The data:

PR #79, opened 2021-04-30
Alternate implementation to #74

wmoustafa:
Going through this, I see there could be further simplifications to `SchemaUtilities`. I may do them in a separate PR.

The only difference from https://github.com/linkedin/coral/pull/74 is that if the `leftSchema` and `rightSchema` do not match, the exception is thrown without the field names since the check has moved to `mergeUnionRecordSchema`. I think this is more reasonable, because field names could only be obtained when in a `Record`. Since the merging is recursive, I would say that all recursion levels should be treated equally, and hence reporting the error at the `Schema` level is appropriate.

Unit tests pass.


coral-schema/src/main/java/com/linkedin/coral/schema/avro/SchemaUtilities.java
```diff
@@ -436,46 +445,62 @@ private static boolean isUnionSchemaCompatible(@Nonnull Schema leftSchema, @Nonn
...
-        boolean isSameType = leftSchema.getType() == rightSchema.getType();
-        boolean isSameNamespace = Objects.equals(leftSchema.getNamespace(), rightSchema.getNamespace());
-
-        return isSameType && (!strictMode || isSameNamespace);
+        compatible &= isSameNamespace(leftSchema, rightSchema, strictMode);
+        outputSchema = leftSchema;
+        break;
       case ENUM:
-        boolean isSameEnumType = (leftSchema.getType() == rightSchema.getType());
         boolean isSameSymbolSize = (leftSchema.getEnumSymbols().size() == rightSchema.getEnumSymbols().size());
```
ljfgem, line 455: There is an issue if we don't check the type of `rightSchema` before calling `rightSchema.getEnumSymbols()`, which also happens in `RECORD`, `MAP`, `ARRAY`, maybe we need to throw the exception first if `compatible == false` before `switch`.

coral-schema/src/main/java/com/linkedin/coral/schema/avro/SchemaUtilities.java
```diff
@@ -436,46 +445,62 @@ private static boolean isUnionSchemaCompatible(@Nonnull Schema leftSchema, @Nonn
...
-            AvroSerdeUtils.isNullableType(leftSchema) && AvroSerdeUtils.isNullableType(rightSchema);
-
-        Schema leftOtherType = AvroSerdeUtils.getOtherTypeFromNullableType(leftSchema);
-        Schema rightOtherType = AvroSerdeUtils.getOtherTypeFromNullableType(rightSchema);
-        boolean isOtherTypeUnionCompatible = isUnionSchemaCompatible(leftOtherType, rightOtherType, strictMode);
-
-        return isSameUnionType && isBothNullableType && isOtherTypeUnionCompatible;
-
+        // If we are in this branch, we know that neither leftSchema nor rightSchema is a nullable union, but can still be a union
+        outputSchema = getUnionFieldSchema(leftSchema, rightSchema, strictMode);
```
ljfgem, line 472: At present, this case doesn't happen because non-nullable union type like `[int, boolean]` is not supported in coral-hive.
But if it is supported in the future, I think 
`outputSchema = getUnionFieldSchema(leftSchema, rightSchema, strictMode);`
will cause infinite recursion.

ljfgem (commented):
Tested on the production views over last 6 month, it can work, but I think there are 2 small issues.

coral-schema/src/main/java/com/linkedin/coral/schema/avro/SchemaUtilities.java
```diff
@@ -394,40 +384,59 @@ static boolean isUnionRecordSchemaCompatible(@Nonnull Schema leftSchema, @Nonnul
...
+      return makeNullable(rightSchema);
+    }
+    if (rightSchemaType == NULL) {
+      return makeNullable(leftSchema);
+    }
+    if (isNullableType(leftSchema) || isNullableType(rightSchema)) {
+      return makeNullable(getUnionFieldSchema(makeNonNullable(leftSchema), makeNonNullable(rightSchema), strictMode));
+    }
+
+    boolean compatible = leftSchemaType == leftSchemaType;
```
ljfgem, line 435: boolean compatible = leftSchemaType == rightSchemaType;

coral-schema/src/main/java/com/linkedin/coral/schema/avro/SchemaUtilities.java
wmoustafa: Good point. Refactored. Please take another look.

coral-schema/src/main/java/com/linkedin/coral/schema/avro/SchemaUtilities.java
wmoustafa: True. Removed.

coral-schema/src/main/java/com/linkedin/coral/schema/avro/SchemaUtilities.java
```diff
@@ -393,90 +383,117 @@ static boolean isUnionRecordSchemaCompatible(@Nonnull Schema leftSchema, @Nonnul
...
-            AvroSerdeUtils.isNullableType(leftSchema) && AvroSerdeUtils.isNullableType(rightSchema);
+    if (leftSchemaType == rightSchemaType) {
+      Schema outputSchema;
+      boolean compatible = true;
 
-        Schema leftOtherType = AvroSerdeUtils.getOtherTypeFromNullableType(leftSchema);
-        Schema rightOtherType = AvroSerdeUtils.getOtherTypeFromNullableType(rightSchema);
-        boolean isOtherTypeUnionCompatible = isUnionSchemaCompatible(leftOtherType, rightOtherType, strictMode);
+      // Each of the following case options adjusts the value of "compatible" with additional conditions
+      // and sets the value of "outputSchema". This method will return "outputSchema" if "compatible" is true.
```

Task objective:
Repeat each entry above exactly as it appears.

Written solution:
PR #79, opened 2021-04-30
Alternate implementation to #74

wmoustafa:
Going through this, I see there could be further simplifications to `SchemaUtilities`. I may do them in a separate PR.

The only difference from https://github.com/linkedin/coral/pull/74 is that if the `leftSchema` and `rightSchema` do not match, the exception is thrown without the field names since the check has moved to `mergeUnionRecordSchema`. I think this is more reasonable, because field names could only be obtained when in a `Record`. Since the merging is recursive, I would say that all recursion levels should be treated equally, and hence reporting the error at the `Schema` level is appropriate.

Unit tests pass.


coral-schema/src/main/java/com/linkedin/coral/schema/avro/SchemaUtilities.java
```diff
@@ -436,46 +445,62 @@ private static boolean isUnionSchemaCompatible(@Nonnull Schema leftSchema, @Nonn
...
-        boolean isSameType = leftSchema.getType() == rightSchema.getType();
-        boolean isSameNamespace = Objects.equals(leftSchema.getNamespace(), rightSchema.getNamespace());
-
-        return isSameType && (!strictMode || isSameNamespace);
+        compatible &= isSameNamespace(leftSchema, rightSchema, strictMode);
+        outputSchema = leftSchema;
+        break;
       case ENUM:
-        boolean isSameEnumType = (leftSchema.getType() == rightSchema.getType());
         boolean isSameSymbolSize = (leftSchema.getEnumSymbols().size() == rightSchema.getEnumSymbols().size());
```
ljfgem, line 455: There is an issue if we don't check the type of `rightSchema` before calling `rightSchema.getEnumSymbols()`, which also happens in `RECORD`, `MAP`, `ARRAY`, maybe we need to throw the exception first if `compatible == false` before `switch`.

coral-schema/src/main/java/com/linkedin/coral/schema/avro/SchemaUtilities.java
```diff
@@ -436,46 +445,62 @@ private static boolean isUnionSchemaCompatible(@Nonnull Schema leftSchema, @Nonn
...
-            AvroSerdeUtils.isNullableType(leftSchema) && AvroSerdeUtils.isNullableType(rightSchema);
-
-        Schema leftOtherType = AvroSerdeUtils.getOtherTypeFromNullableType(leftSchema);
-        Schema rightOtherType = AvroSerdeUtils.getOtherTypeFromNullableType(rightSchema);
-        boolean isOtherTypeUnionCompatible = isUnionSchemaCompatible(leftOtherType, rightOtherType, strictMode);
-
-        return isSameUnionType && isBothNullableType && isOtherTypeUnionCompatible;
-
+        // If we are in this branch, we know that neither leftSchema nor rightSchema is a nullable union, but can still be a union
+        outputSchema = getUnionFieldSchema(leftSchema, rightSchema, strictMode);
```
ljfgem, line 472: At present, this case doesn't happen because non-nullable union type like `[int, boolean]` is not supported in coral-hive.
But if it is supported in the future, I think 
`outputSchema = getUnionFieldSchema(leftSchema, rightSchema, strictMode);`
will cause infinite recursion.

ljfgem (commented):
Tested on the production views over last 6 month, it can work, but I think there are 2 small issues.

coral-schema/src/main/java/com/linkedin/coral/schema/avro/SchemaUtilities.java
```diff
@@ -394,40 +384,59 @@ static boolean isUnionRecordSchemaCompatible(@Nonnull Schema leftSchema, @Nonnul
...
+      return makeNullable(rightSchema);
+    }
+    if (rightSchemaType == NULL) {
+      return makeNullable(leftSchema);
+    }
+    if (isNullableType(leftSchema) || isNullableType(rightSchema)) {
+      return makeNullable(getUnionFieldSchema(makeNonNullable(leftSchema), makeNonNullable(rightSchema), strictMode));
+    }
+
+    boolean compatible = leftSchemaType == leftSchemaType;
```
ljfgem, line 435: boolean compatible = leftSchemaType == rightSchemaType;

coral-schema/src/main/java/com/linkedin/coral/schema/avro/SchemaUtilities.java
wmoustafa: Good point. Refactored. Please take another look.

coral-schema/src/main/java/com/linkedin/coral/schema/avro/SchemaUtilities.java
wmoustafa: True. Removed.

coral-schema/src/main/java/com/linkedin/coral/schema/avro/SchemaUtilities.java
```diff
@@ -393,90 +383,117 @@ static boolean isUnionRecordSchemaCompatible(@Nonnull Schema leftSchema, @Nonnul
...
-            AvroSerdeUtils.isNullableType(leftSchema) && AvroSerdeUtils.isNullableType(rightSchema);
+    if (leftSchemaType == rightSchemaType) {
+      Schema outputSchema;
+      boolean compatible = true;
 
-        Schema leftOtherType = AvroSerdeUtils.getOtherTypeFromNullableType(leftSchema);
-        Schema rightOtherType = AvroSerdeUtils.getOtherTypeFromNullableType(rightSchema);
-        boolean isOtherTypeUnionCompatible = isUnionSchemaCompatible(leftOtherType, rightOtherType, strictMode);
+      // Each of the following case options adjusts the value of "compatible" with additional conditions
+      // and sets the value of "outputSchema". This method will return "outputSchema" if "compatible" is true.
```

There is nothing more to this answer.